▶ [What to produce] Only a number is wanted here: the number of lines of the data that include "upgrades".

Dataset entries
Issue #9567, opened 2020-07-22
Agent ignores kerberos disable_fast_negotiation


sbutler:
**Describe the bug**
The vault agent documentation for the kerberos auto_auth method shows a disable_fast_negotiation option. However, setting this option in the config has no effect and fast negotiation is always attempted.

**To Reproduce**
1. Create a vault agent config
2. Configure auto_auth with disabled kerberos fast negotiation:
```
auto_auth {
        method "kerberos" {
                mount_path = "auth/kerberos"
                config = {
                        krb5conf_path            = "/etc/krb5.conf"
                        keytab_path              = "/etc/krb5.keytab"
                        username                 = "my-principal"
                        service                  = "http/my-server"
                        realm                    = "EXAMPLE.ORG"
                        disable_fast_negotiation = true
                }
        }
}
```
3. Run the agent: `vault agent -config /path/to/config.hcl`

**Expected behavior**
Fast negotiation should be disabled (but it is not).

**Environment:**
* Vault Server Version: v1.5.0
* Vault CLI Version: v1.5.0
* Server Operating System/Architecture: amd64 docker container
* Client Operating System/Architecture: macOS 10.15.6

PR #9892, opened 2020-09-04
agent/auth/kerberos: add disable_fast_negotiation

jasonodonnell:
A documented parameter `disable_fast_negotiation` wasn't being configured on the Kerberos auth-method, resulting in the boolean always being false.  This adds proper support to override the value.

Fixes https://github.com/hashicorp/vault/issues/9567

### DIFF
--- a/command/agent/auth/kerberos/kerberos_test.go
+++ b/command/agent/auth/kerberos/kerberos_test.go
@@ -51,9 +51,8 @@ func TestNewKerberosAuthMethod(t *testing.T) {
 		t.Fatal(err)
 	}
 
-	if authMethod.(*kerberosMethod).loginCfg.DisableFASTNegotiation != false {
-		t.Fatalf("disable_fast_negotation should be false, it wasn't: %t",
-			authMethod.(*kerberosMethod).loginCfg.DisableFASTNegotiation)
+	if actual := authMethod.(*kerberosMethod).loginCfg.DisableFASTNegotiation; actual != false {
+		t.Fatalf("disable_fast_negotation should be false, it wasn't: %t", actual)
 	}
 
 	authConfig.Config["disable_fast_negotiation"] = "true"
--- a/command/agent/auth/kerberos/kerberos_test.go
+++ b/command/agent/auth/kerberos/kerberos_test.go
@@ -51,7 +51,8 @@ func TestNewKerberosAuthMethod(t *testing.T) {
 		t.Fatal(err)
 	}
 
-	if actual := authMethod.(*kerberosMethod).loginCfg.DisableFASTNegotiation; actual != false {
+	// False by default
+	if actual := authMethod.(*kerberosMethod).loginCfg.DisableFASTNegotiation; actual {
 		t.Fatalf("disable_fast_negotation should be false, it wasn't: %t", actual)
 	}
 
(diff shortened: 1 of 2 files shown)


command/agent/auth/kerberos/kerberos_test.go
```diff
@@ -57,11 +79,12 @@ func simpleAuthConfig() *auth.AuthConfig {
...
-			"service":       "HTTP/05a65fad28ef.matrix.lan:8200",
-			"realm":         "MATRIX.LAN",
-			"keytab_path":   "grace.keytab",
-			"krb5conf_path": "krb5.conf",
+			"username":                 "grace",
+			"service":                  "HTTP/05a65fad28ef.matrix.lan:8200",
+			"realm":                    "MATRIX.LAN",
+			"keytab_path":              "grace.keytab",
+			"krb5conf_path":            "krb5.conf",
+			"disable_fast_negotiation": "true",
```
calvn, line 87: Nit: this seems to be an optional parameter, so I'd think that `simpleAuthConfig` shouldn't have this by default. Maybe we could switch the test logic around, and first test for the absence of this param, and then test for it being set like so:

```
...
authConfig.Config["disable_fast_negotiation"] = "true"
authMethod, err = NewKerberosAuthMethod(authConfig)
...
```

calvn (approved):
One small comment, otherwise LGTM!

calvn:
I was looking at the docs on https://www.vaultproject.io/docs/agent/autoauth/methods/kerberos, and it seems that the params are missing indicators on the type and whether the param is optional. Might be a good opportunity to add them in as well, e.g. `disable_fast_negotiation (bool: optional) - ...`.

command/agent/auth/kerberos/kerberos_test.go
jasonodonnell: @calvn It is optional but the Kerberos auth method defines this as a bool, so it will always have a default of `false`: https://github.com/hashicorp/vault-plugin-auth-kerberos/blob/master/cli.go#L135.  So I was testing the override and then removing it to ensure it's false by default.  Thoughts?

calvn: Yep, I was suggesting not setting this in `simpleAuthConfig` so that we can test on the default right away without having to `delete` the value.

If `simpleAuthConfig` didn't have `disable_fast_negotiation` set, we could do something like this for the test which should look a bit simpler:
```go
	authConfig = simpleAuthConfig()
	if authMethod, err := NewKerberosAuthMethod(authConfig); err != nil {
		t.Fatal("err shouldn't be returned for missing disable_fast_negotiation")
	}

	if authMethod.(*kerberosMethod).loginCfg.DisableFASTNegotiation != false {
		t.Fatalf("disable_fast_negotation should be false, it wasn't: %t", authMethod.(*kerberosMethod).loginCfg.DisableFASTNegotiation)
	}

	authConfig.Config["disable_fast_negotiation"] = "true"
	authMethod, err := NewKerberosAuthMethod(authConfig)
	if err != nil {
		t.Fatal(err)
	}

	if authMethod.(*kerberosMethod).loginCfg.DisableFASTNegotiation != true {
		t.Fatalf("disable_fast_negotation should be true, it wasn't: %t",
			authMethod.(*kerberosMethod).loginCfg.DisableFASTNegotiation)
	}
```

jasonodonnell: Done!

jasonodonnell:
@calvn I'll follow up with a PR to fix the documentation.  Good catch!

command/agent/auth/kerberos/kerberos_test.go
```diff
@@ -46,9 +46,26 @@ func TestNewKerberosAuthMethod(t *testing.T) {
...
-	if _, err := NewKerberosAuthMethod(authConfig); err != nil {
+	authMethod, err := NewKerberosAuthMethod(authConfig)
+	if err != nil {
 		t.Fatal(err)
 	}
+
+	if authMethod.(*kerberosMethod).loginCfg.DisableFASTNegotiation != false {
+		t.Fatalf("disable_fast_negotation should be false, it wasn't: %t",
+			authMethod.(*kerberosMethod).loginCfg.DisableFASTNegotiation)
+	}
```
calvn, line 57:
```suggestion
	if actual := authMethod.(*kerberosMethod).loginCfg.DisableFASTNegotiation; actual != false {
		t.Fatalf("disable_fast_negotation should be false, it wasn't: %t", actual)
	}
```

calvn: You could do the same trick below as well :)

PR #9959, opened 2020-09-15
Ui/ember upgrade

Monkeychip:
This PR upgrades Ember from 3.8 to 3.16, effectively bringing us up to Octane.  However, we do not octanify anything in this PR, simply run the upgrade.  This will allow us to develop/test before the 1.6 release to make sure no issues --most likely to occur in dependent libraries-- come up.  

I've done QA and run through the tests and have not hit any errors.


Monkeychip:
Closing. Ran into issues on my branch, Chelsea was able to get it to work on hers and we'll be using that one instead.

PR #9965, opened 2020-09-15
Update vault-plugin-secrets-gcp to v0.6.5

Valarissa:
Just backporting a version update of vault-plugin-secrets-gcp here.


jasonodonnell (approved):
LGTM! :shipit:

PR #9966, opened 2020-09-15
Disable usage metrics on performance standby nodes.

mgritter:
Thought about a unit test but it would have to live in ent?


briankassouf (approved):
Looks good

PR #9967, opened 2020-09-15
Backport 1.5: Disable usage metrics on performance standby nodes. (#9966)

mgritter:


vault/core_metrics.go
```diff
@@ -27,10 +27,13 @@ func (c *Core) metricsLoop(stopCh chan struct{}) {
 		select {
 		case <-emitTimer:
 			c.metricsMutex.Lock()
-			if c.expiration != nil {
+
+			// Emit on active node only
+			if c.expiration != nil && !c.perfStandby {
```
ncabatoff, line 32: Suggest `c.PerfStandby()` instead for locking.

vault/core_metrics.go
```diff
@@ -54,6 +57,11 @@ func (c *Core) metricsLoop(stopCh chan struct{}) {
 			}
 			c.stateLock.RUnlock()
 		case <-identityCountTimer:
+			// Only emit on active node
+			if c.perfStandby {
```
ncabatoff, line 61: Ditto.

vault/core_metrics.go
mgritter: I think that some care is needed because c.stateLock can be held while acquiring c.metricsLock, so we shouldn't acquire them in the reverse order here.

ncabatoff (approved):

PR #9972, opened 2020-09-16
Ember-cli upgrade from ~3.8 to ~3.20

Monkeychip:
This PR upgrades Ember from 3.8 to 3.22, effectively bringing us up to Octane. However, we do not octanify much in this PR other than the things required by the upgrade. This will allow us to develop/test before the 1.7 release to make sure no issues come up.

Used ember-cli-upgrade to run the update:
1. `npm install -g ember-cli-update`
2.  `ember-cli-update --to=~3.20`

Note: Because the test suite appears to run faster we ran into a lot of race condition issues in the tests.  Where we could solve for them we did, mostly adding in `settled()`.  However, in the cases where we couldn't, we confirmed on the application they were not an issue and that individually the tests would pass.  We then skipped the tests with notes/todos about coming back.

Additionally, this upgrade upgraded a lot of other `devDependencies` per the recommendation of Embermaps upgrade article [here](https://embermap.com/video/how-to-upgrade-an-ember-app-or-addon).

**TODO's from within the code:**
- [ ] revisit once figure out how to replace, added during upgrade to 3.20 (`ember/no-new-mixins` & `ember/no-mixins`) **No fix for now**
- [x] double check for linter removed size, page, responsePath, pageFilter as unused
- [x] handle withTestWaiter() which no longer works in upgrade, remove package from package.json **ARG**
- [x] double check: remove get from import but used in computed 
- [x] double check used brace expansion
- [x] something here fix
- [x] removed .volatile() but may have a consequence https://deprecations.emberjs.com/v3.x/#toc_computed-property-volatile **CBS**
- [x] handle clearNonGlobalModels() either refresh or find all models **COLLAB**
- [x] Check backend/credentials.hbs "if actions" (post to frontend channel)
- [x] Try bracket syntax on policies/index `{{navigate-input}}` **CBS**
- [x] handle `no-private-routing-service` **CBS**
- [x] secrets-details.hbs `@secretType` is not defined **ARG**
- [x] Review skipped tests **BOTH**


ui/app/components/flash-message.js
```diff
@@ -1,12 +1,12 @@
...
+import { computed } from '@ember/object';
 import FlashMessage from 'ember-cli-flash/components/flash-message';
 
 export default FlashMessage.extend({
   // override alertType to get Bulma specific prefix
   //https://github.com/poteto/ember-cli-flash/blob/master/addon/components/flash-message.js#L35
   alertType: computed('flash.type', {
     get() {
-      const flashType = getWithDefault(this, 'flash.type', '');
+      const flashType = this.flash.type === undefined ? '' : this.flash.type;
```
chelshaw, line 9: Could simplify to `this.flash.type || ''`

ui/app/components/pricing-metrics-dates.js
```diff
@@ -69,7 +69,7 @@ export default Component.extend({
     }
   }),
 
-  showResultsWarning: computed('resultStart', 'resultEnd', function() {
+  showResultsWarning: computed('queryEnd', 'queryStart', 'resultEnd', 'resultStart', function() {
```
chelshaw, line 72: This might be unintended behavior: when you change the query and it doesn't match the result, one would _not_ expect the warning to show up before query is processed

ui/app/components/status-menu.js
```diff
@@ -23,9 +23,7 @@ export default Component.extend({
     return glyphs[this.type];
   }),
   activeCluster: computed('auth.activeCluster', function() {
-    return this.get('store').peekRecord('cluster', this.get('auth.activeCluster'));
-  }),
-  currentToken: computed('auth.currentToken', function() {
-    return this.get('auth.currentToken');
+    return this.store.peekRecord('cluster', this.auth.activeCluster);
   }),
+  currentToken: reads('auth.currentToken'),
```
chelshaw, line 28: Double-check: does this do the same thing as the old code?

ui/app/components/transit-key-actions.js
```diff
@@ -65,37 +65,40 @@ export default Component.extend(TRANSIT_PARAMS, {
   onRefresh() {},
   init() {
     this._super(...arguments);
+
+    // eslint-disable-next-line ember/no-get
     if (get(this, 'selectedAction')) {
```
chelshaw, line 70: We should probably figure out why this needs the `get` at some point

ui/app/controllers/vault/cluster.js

▶ [Exercise answer] 2